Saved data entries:
PR #58, opened 2020-02-17
Discard messages without correct type in gatherer

pnuu:
This PR discards messages in `gatherer.py` if the message type is incorrect. The allowed types are `'file'`, `'dataset'` and `'collection'`. This is needed because trollmoves client is publishing a message with type `'ack'`, and these should not be caught by gatherer, as they are inteded only to notify other trollmoves clients that the message is being handled.


mraspaud:
No test ?

PR #60, opened 2020-03-19
group_by_minutes and keep_parsed_keys per patterns

TAlonglong:
If you have more than one patterns you might need to set the group_by_minute and keep_parsed_keys in the config different for each patterns.

eg: (yaml config)
```
patterns:
  msg-iodc:
    .... 
  himawari:
    ...
    group_by_minutes: 10
    keep_parsed_keys: start_time
```

Without this PR it is only possible to give these for all patterns.


TAlonglong:
Pleas give this a look when you can spare some minutes @mraspaud and @pnuu

mraspaud:
Thanks for fixing the minutes grouping with the hour patterns feature. Could you add a test ? This will probably help me understand the modifications better.

TAlonglong:
Hm ok. I will see what I can do

But is the test, at least for segments ( test_segments.py) run at all? If I try at the command line it fails.

https://travis-ci.org/github/pytroll/pytroll-collectors/jobs/664396828?utm_medium=notification&utm_source=github_status

Can you please have a look when you have time?

mraspaud:
I'll have a quicklook now

TAlonglong:
Tada

mraspaud:
Looks good @TAlonglong, thanks for rooting out the testing/coverage problem.
@tecnavia-dev it would be great if you could have a look at this! I'll merge this tomorrow if I don't hear from you.

PR #62, opened 2020-03-24
publish service name needs to be equal each time 

TAlonglong:
publish service name needs to be equal each time  even if patterns is an unordered dict


TAlonglong:
Could you @pnuu or @mraspaud have a look?

TAlonglong:
Fixed the conflict.

PR #64, opened 2020-09-15
Add the possibility to handle collections and datasets in input messages.

mraspaud:
Includes refactoring.


pnuu (approved):
A huge effort, nice job! Can't spot anything "wrong" here. If there's something that doesn't work on existing production chains, lets handle them in new PRs and add more tests to catch them.

mraspaud:
Thanks for the review. I will fix the codefactor issues and do a bit of live testing before I merge.

PR #81, opened 2021-04-13
Add Github Action to run unit tests

pnuu:
This PR adds a Github Action that runs the unit tests. Non-functional Travis CI integration is remvoed.


pnuu:
There are plenty of cases where `Thread.__init__(self)` is used, but they should be something like `super(NameOfThisClass, self).__init__()`. As the test coverage is pretty poor and I have no intention on adding tests on this PR, I just fixed the one that caused the tests to fail.

mraspaud (approved):
LGTM! Thanks for restoring CI :)

PR #84, opened 2021-04-21
Add a way to populate segment gatherer with pre-existing files

pnuu:
This PR adds a config option that makes it possible to populate the segment gatherer with pre-existing files. The check is triggered only for the first received message after `segment_gatherer.py` is started. Only `"file"` messages and local filesystem are supported.

As use case, consider the segmented MSG SEVIRI data from Eumetcast. If a restart is required due to configuration change or upgrade, currently the restart needs to be done either during the short gap between two timeslots, re-send the messages from new files, or potentially lose all files that arrived before the restart, or even the full set if prologue or epilogue files are missed.

With this PR, the first incoming message triggers (if `check_existing_files_after_start` is set to `true` in config) a check for all the files in the same directory where the `'uri'` in the message points to. The matching files will be added to the newly created slot.

### DIFF
--- a/examples/segment_gatherer_msg.yaml_template
+++ b/examples/segment_gatherer_msg.yaml_template
@@ -38,3 +38,7 @@ posttroll:
   # List of addresses for incoming messages. Default: [] (use multicast)
   # format: 123.456.78.9:12345
   # addresses: null
+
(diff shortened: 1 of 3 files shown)


mraspaud (approved):
LGTM

PR #88, opened 2021-05-19
Remove 'six' as requirement

### LINKED ISSUE #87: Remove usage of six
As we don't support Python 2.7 anymore, the usage of the `six` compatibility library can be removed.

pnuu:
This PR removes the now-obsolete usage of `six` compatibility library, closes #87 .

There were also two "hacks" to make Python 2 work, which were removed. And the headers in each file were harmonized.


mraspaud (approved):
LGTM, thanks for taking the time!

PR #90, opened 2021-05-21
Limit geographic gathering using overpass schedules

### LINKED ISSUE #52: Add option to adjust start and/or end time after pass calculation is made in gatherer

pnuu:
This is a rework of #53 after the restructuring of geographic gathering.

Closes #52


pnuu:
Hmm, GitHub seems to allow only Martin, Lars, Adam and Dave. I'll see if I can find a way to add you.

pnuu:
@TAlonglong ok, I added you as a maintainer for the repository and then you were available as a reviewer.

TAlonglong (commented):
Not sure how we should do this. Most of this is what was added in a previous PR I think so I feel responsible for this.
There are some flake8 corrections needed and some lines that er not tested.
I guess I can not contribute to this PR?

pnuu:
You should now be able to add commits, as you are maintainer of the repository.

TAlonglong:
Do you mind if I try to clean up a bit?

pnuu:
Please do :grin:

TAlonglong:
Hm, I can't figure out how to do this. The branch is in your fork. And I guess I need to contribute to that for this to be added in this PR.

TAlonglong:
OK @pnuu, Some of the test did not actually test much, so I added some checks. With this work I saw there was actually to readlines call after opening a cached file. So I fixed this also.

The codefactor is some temporary directory and use of urlopen. And, I guess, a big job refactor the region_collector. I will leave that for a later task? What do you think?

pnuu:
If you think this is ready, I'm ok for merging. Does @mraspaud have any comments?

pytroll_collectors/harvest_schedules.py
```diff
@@ -0,0 +1,127 @@
...
+    else:
+        logger.error("sensor not given in params in granule_metadata. Can not continue.")
+        return (None, None)
+    eum_url = EUM_BASE_URL + pass_list_file
+    save_file = os.path.join(save_basename, pass_list_file)
+    logger.debug("Pass list save file, %s", save_file)
+    return eum_url, save_file
+
+
+def harvest_schedules(params, save_basename='/tmp', eum_base_url=EUM_BASE_URL):
```
mraspaud, line 102:
```suggestion
def harvest_schedules(params, save_basename=None, eum_base_url=EUM_BASE_URL):
    if save_basename is None:
        save_basename = tempfile.gettempdir()
```

pytroll_collectors/harvest_schedules.py
```diff
@@ -0,0 +1,127 @@
...
+    logger.debug("params: %s", params)
```
mraspaud, line 103:
```suggestion
    logger.debug("harvest_schedules params: %s", params)
```

pytroll_collectors/tests/test_harvest_schedules.py
```diff
@@ -0,0 +1,257 @@
...
+            logs = [rec.message for rec in self._caplog.records]
+            self.assertIsNone(min_time)
+            self.assertIsNone(max_time)
+            self.assertIn("Reading from cached files", str(logs))
+
+    @mock.patch('pytroll_collectors.harvest_schedules.urlopen')
+    def test_harvest_schedule_HTTPError(self, mock_harvest_schedules):
+        from urllib.error import HTTPError
+        mock_harvest_schedules.side_effect = HTTPError('This failed', 0, '', '', None)
+        # self.cloud_image.fetch()
```
mraspaud, line 188: I this useful or should it be removed?

pytroll_collectors/tests/test_harvest_schedules.py
```diff
@@ -0,0 +1,257 @@
...
+              '/data/pytroll/VIIRS-EARS/SVMC_npp_d20191216_t1344091_e1345333_b42154_c20191216135112000242_eum_ops.h5',
+              'uid': 'SVMC_npp_d20191216_t1344091_e1345333_b42154_c20191216135112000242_eum_ops.h5'}],
+            'start_decimal': 1, 'proctime': '20191216135112000242', 'antenna': 'ears',
+            'data_processing_level': '1B', 'tle_platform_name': 'SUOMI NPP', 'platform_name': 'npp',
+            'end_time': datetime.datetime(2019, 12, 16, 13, 45, 33), 'type': 'HDF5',
+            'collection_area_id': 'eurol'}
+
+        planned_granule_times = set([datetime.datetime(2019, 12, 13, 13, 19),
+                                     datetime.datetime(2019, 12, 13, 13, 38),
+                                     datetime.datetime(2019, 12, 13, 13, 27)])
```
mraspaud, line 113: This info is used in multiple tests, could they be moved to `setUp` instead?

pytroll_collectors/tests/test_harvest_schedules.py
```diff
@@ -0,0 +1,257 @@
...
+    """Test suite."""
+    loader = unittest.TestLoader()
+    mysuite = unittest.TestSuite()
+    mysuite.addTest(loader.loadTestsFromTestCase(TestHarvestSchedules))
+
+    return mysuite
+
+
+if __name__ == "__main__":
+    unittest.TextTestRunner(verbosity=2).run(suite())
```
mraspaud, line 257: Since we are using pytest, this is not needed for automated testing at least.

pytroll_collectors/region_collector.py
```diff
@@ -237,6 +243,51 @@ def _predict(self, granule_metadata, step):
...
+        Any other source can be implemented in a method passed in the configuration.
+        The method will be pasted a dict (see params below) and the method must return
+        two datetimes, minimum and maximum allowed time. The self.planned_granule_times
+        will then be modified accordingly.
+        """
+        if self.schedule_cut:
+            method_file_name = "pytroll_collectors.harvest_schedules"
+            name = "harvest_schedules"
+            if self.schedule_cut_method:
+                logger.debug("Use custom schedule cut method provided i config file...")
```
mraspaud, line 263:
```suggestion
                logger.debug("Use custom schedule cut method provided in config file...")
```

pytroll_collectors/harvest_schedules.py
```diff
@@ -0,0 +1,127 @@
...
+#
+# This program is distributed in the hope that it will be useful,
+# but WITHOUT ANY WARRANTY; without even the implied warranty of
+# MERCHANTABILITY or FITNESS FOR A PARTICULAR PURPOSE.  See the
+# GNU General Public License for more details.
+#
+# You should have received a copy of the GNU General Public License
+# along with this program.  If not, see <http://www.gnu.org/licenses/>.
+
+"""Harvest schedules. Download schedules from EUM and parse to limit gatherer"""
```
mraspaud, line 24: If I understand correctly, this module parses EUM schedules. Could the name of the module and/or functions reflect this?

mraspaud (changes requested):
Thanks a lot for putting this together! Very nice with added flexibility of passing custom functions in the config file.

I have a few inline comments, and then I don't see any testing for the custom harvesting function passing?

pytroll_collectors/tests/test_harvest_schedules.py
TAlonglong: Its needed to check that a `HTTPError` gives the expected return if this is raised.

pytroll_collectors/tests/test_harvest_schedules.py
TAlonglong: OK

pytroll_collectors/tests/test_harvest_schedules.py
TAlonglong: OK, I think I have copy/pasted some unittest framwork and mixed up with pytest.

Will try to clean up

TAlonglong:
Ah, thats a good point. I will look into this.

pytroll_collectors/harvest_schedules.py
TAlonglong: Hm, good point.

TAlonglong: I think its enough to make the module reflect this. Then it will be easy to add new modules downloading and parsing other schedules using the same function name. And also for the user to provide custom modules.

pytroll_collectors/harvest_schedules.py
mraspaud: Maybe you need to import tempfile here also

pytroll_collectors/tests/test_harvest_schedules.py
mraspaud: I mean the comment out line :)

pytroll_collectors/harvest_schedules.py
mraspaud: Ah, I see now you did this already, forget it :)

pytroll_collectors/tests/test_harvest_schedules.py
```diff
@@ -95,49 +110,15 @@ def tearDown(self):
...
-            'end_time': datetime.datetime(2019, 12, 16, 13, 45, 33), 'type': 'HDF5',
-            'collection_area_id': 'eurol'}
-
-        planned_granule_times = set([datetime.datetime(2019, 12, 13, 13, 19),
-                                     datetime.datetime(2019, 12, 13, 13, 38),
-                                     datetime.datetime(2019, 12, 13, 13, 27)])
-
-        params = {'granule_metadata': granule_metadata,
-                  'planned_granule_times': planned_granule_times}
+        params = {'granule_metadata': self.granule_metadata,
```
mraspaud, line 120: you need to remove the sensor from the metadata here, right?

TAlonglong:
Hm, I don't see this test fail when running the test locally. But I need to make some dinner now. Maybe check inn later.

pytroll_collectors/tests/test_harvest_EUM_schedules.py
```diff
@@ -117,7 +117,9 @@ def test_pass_list_file_name(self):
         self.assertEqual(os.path.join(self.basedir, 'ears_viirs_pass_prediction_19-12-16.txt'), save_file)
 
     def test_pass_list_no_sensor(self):
-        params = {'granule_metadata': self.granule_metadata,
+        granule_metadata = self.granule_metadata.copy()
+        granule_metadata.pop('sensor')
```
mraspaud, line 119: you don't need to copy the metadata, the `setUp` method is rerun before each test.

TAlonglong: Ah, ok. Let me fix that

pytroll_collectors/tests/test_region_collector.py
```diff
@@ -100,6 +125,72 @@ def test_collect_duration(europe):
     alt_europe_collector(granule_metadata)
 
 
+@unittest.mock.patch("pyorbital.tlefile.urlopen", new=_fakeopen)
+def test_collect_check_schedules(europe_collector_schedule_cut, caplog):
+    """Test default schedule cut method."""
+    granule_metadata = {
+            "platform_name": "Metop-C",
+            "sensor": "avhrr"}
```
mraspaud, line 133: this is duplicated, it could be defined outside the functions

pytroll_collectors/tests/test_region_collector.py
```diff
@@ -100,6 +125,72 @@ def test_collect_duration(europe):
...
+
+    with caplog.at_level(logging.DEBUG):
+        for s_min in (0, 3, 6, 9, 12, 15, 18):
+            europe_collector_schedule_cut.collect(
+                    {**granule_metadata,
+                     **{"start_time": datetime.datetime(2021, 4, 11, 10, s_min, 0),
+                        "end_time": datetime.datetime(2021, 4, 11, 10, s_min+3, 0),
+                        "uri": f"file://{s_min:d}"}})
```
mraspaud, line 141: these lines are duplicated, could be defined outside the functions

mraspaud (approved):
LGTM, there is just a little code duplication that is bugging me...

pytroll_collectors/tests/test_region_collector.py
TAlonglong: Hm, the start_time etc have a variable inside, s_min. I must make a function then passing the s_min return the dict.

mraspaud: ah, indeed, I missed that. But yes, a function would be nice

TAlonglong: Something like this?

mraspaud: yes, looks good!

**What is needed**
Where a line in the entries holds the word "program", copy that line.

**Your response**
+# This program is distributed in the hope that it will be useful,
+# along with this program.  If not, see <http://www.gnu.org/licenses/>.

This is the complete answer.